Editing PDF with XPDF (or with something else)

Marek Szanyi picture Marek Szanyi · Jan 19, 2010 · Viewed 8.9k times · Source

I would like to ask if it is possible to edit PDF files using the xpdf library and if yes how? I guess this is possible but i could not find any tutorial nor documentation for xpdf so i have realy no idea :( . I'm also open for using another library if any other has support for pdf editing. My only requirement for such library is that it has to be a C++ library or at least a C one and has to be cross-platform (Windows and Linux)

I Only need basic editing of a pdf file for example:

"this is a text in a pdf document" would be changed to "this is a text in pdf" with a different text color as well.

Thanks for all your replies!

Answer

plinth picture plinth · Jan 20, 2010

Just so you understand the scope of what you're getting into, "basic editing" of PDF content is nearly always non-trivial.

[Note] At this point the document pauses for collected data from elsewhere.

PR #3781, opened 2026-04-25
fix: CSS modules not working in _app/_layout/_error and across routes in non-island components

Hajime-san:
Originally reported:
- https://github.com/denoland/fresh/issues/3633#issuecomment-3556127762

Repro:
https://github.com/honmanyau/fresh-2-layout-css-module-issue/blob/24bf9c597a057c60acdb2c2934a65f22b6276ecd/routes/page-b/_layout.tsx

The PR seems to resolve the island components problem, but not non-island.
- https://github.com/denoland/fresh/pull/3764

This PR introduces CSS Modules handling for non-island components rendered through utility files such as `_app`, `_layout`, `_error`, and `_404`. The core change is that utility-file `mod.css` is now preserved through Fresh’s command and render pipeline, so CSS referenced from app/layout/route/error rendering can be accumulated and emitted in the final response instead of being dropped.

~~On the Vite side, development now also collects CSS exposed through `fresh-route-css::*` virtual modules, which is the path used by server-rendered non-island components in utility files. For production builds, CSS placeholder replacement is no longer limited to route chunks, because this CSS can be hoisted into shared chunks such as `server-entry`.~~

I added new tests and confirmed to work fine about our private project via `links` in deno config locally.


packages/plugin-vite/src/plugins/server_snapshot.ts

Page content in PDF is represented by short RPN programs that paint on the page. It's a small language similar to PostScript in semantics, but without looping structures or function definitions (so there is no halting problem). In a sane world, your text on the page is going to be represented by something like this:

BT /F1 12 Tf 72 720 Td (this is a text in a pdf document) Tj ET

which when translated into something more familiar, is this:

BeginText();
SetFont(F1, 12.0);  // Font 1, 12.0 pt
TextMoveTo(72, 720);
ShowText("this is a text in a pdf document");
EndText();

So in this case, you have to transform this into something like this:

BeginText();
SetFont(F1, 12.0);  // Font 1, 12.0 pt
TextMoveTo(72, 720);
ShowText("this is a ");
SetFont(F2, 12);
ShowText("text");
SetFont(F1, 12);
ShowText(" in a pdf document");
EndText();

which would become:

BT /F1 12 Tf 72 720 Td (this is a ) Tj /F2 12 Tf (text) Tj /F1 12 Tf
( in a pdf document) Tj ET

in the equivalent PDF. The problem is many-fold:

  1. You have to extract out the page and all its resources (non-trivial)
  2. You have to generate a new page, inserting new resources (you're adding a new font), embedding the font if allowable
  3. Alter the content stream of the page to include your changed content.

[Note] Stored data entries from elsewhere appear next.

PR #3783, opened 2026-04-25
feat: add client-only islands support

bartlomieju:
## Summary

- Adds support for **client-only islands** via `export const clientOnly = true` in island files
- Islands marked as client-only render an empty placeholder `<div>` during SSR instead of executing the component, avoiding crashes from libraries that reference browser globals (e.g. `document`) at the module top level
- On the client, the component renders normally via Preact's `render()`
- Also includes the earlier refactor replacing Babel env var transforms with Vite's native `define` and removing the CJS→ESM Babel transform

## Test plan

- [x] New SSR test verifies placeholder is rendered and `:c` marker flag is present
- [x] New browser test verifies the island renders correctly on the client
- [x] All 27 existing island tests continue to pass
- [x] `no_client_js` and `head` test suites pass


lunadogbot (changes requested):
Feature core is small and clean: SSR renders `<div></div>` + a `:c` marker (`packages/fresh/src/runtime/server/preact_hooks.ts:300-314`), the reviver picks it up, and the existing `render()` path populates the empty container. Fixture + tests cover both SSR (placeholder + marker) and client (component runs).

Two things to address:

1. **`IslandReq.clientOnly` is dead.** `packages/fresh/src/runtime/client/reviver.ts:24,273-279` parses the `:c` flag and stores it on the request, but no client path reads it — `revive()` at `reviver.ts:115` always calls `render()` unconditionally. The feature works "by accident" because rendering into the empty `<div>` patches it to the component output. Either drop the field and the `:c` marker variant (the empty SSR `<div>` alone is enough; the existing path handles it), or wire `clientOnly` through to a code path that actually branches on it.

2. **Scope.** Title is `feat: add client-only islands support` but the diff also deletes the CJS→ESM and inline-env-vars Babel patches (~1950 LOC across `packages/plugin-vite/src/plugins/patches/commonjs.ts`, `commonjs_test.ts`, `inline_env_vars.ts`, `inline_env_vars_test.ts`) and rewrites `packages/plugin-vite/src/mod.ts` + `plugins/deno.ts` to use Vite `define` + `ssr.noExternal`. The CJS transform was just improved in #3697 (`d6b0a16`); reversing it is a strategy change that deserves its own PR and its own title. Reviewed standalone, the islands change is ~150 LOC.

- nit: `deno.lock` rolls `preact` 10.29.1 → 10.29.0 (and `@preact/signals` / `preact-render-to-string` follow). Not a deps PR; looks accidental.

And 3 is where you're going to get hung up, because there are an infinite number of ways to generate a page that has the content you describe and even with a decent library, you're going to have a hard time getting maybe 70% of them. Let me briefly describe why this is as bad as it sounds. There are PDF generation programs (I'm looking at you, troff) that lay all the plain text on a page first, then lay all the italic text, then all the bold text. I swear, I'm not making this up. Some programs want to lay text down very precisely, so if you're lucky, they'll use the TJ operator which lays out text with specific kerning. If you're not lucky (which is most of the time), they're instead lay out the text with a set of moves before every single glyph on the page. And what if your text is laid our on a curve or an unusual orientation (maps, ads)? What about the cases where someone subtly changes the font size for a greater distinction between upper and lower case or simulates small caps?

This is why, when I wrote the find text tool for Acrobat 1.0, it took me two months of sweat to handle as many of the edge cases. This is not editing text - it's just trying to find a single word or phrase.

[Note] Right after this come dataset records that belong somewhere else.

PR #517, opened 2017-08-30
Fixes #20805 - kchange-hostname fix optparser error

johnpmitsch:
optparser isn't recognized inside of functions, so its changed to an instance variable here, and then the prechecks are changed to run before the warning message


johnpmitsch:
To test

spin up a katello 3.4 production box and run:
```
yum install -y git vim
cd ~
cd katello-packaging
git fetch fork
git checkout fork/opt_parser_bug
cd ~
```

try excluding options and make sure you get an error message and printout of the options. i.e.
`katello-change-hostname  newname` (exclude -u and -p options)

then make sure proper input works as well, test any other edge cases you can think of

jturel (approved):
Working well for me. Nice improvement!

PR #520, opened 2017-08-30
Release katello-client-bootstrap 1.4.1

evgeni:


katello-client-bootstrap/katello-client-bootstrap.spec
```diff
@@ -49,6 +49,9 @@ cp bootstrap.py %{buildroot}%{_var}/www/html/pub/bootstrap.py
 %{_var}/www/html/pub/bootstrap.py
 
 %changelog
+* Wed Aug 30 2017 Evgeni Golov <egolov@redhat.com> 1.4.1-1
+- Release katello-client-bootstrap 1.4.1 (egolov@redhat.com)
+
```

I'm not going to recommend a library for you - sorry - I gave xpdf a brief look over and it's not clear whether or not it has PDF generation capabilities or if it is simply a consumer of PDF. PdfLib, which is a commercial product, appears to be to generate PDF, although it's not clear if it can consume it, but you could certainly get both sides by gluing them together.

If it were me, I would use tools that I've developed and I'd still be a little shy of this task. My library is being used by Atalasoft, the company I work for, to generate PDFs from whole cloth and to do editing within a very limited domain (annotations, document metadata). The hardest part is that we do our very best to hide the complexity of PDF from our customers. In general, our customers want us to understand the spec instead of them and make the rest easy - but tasks like this (redaction is another one), are really hard to do without understanding the depth of the PDF specification. If you start entering the library world of PDF manipulation, you should start with reading the spec, especially chapter 8 (Graphics) and chapter 9 (Text), and you'll get a better understanding of what you're going to have to do with the library.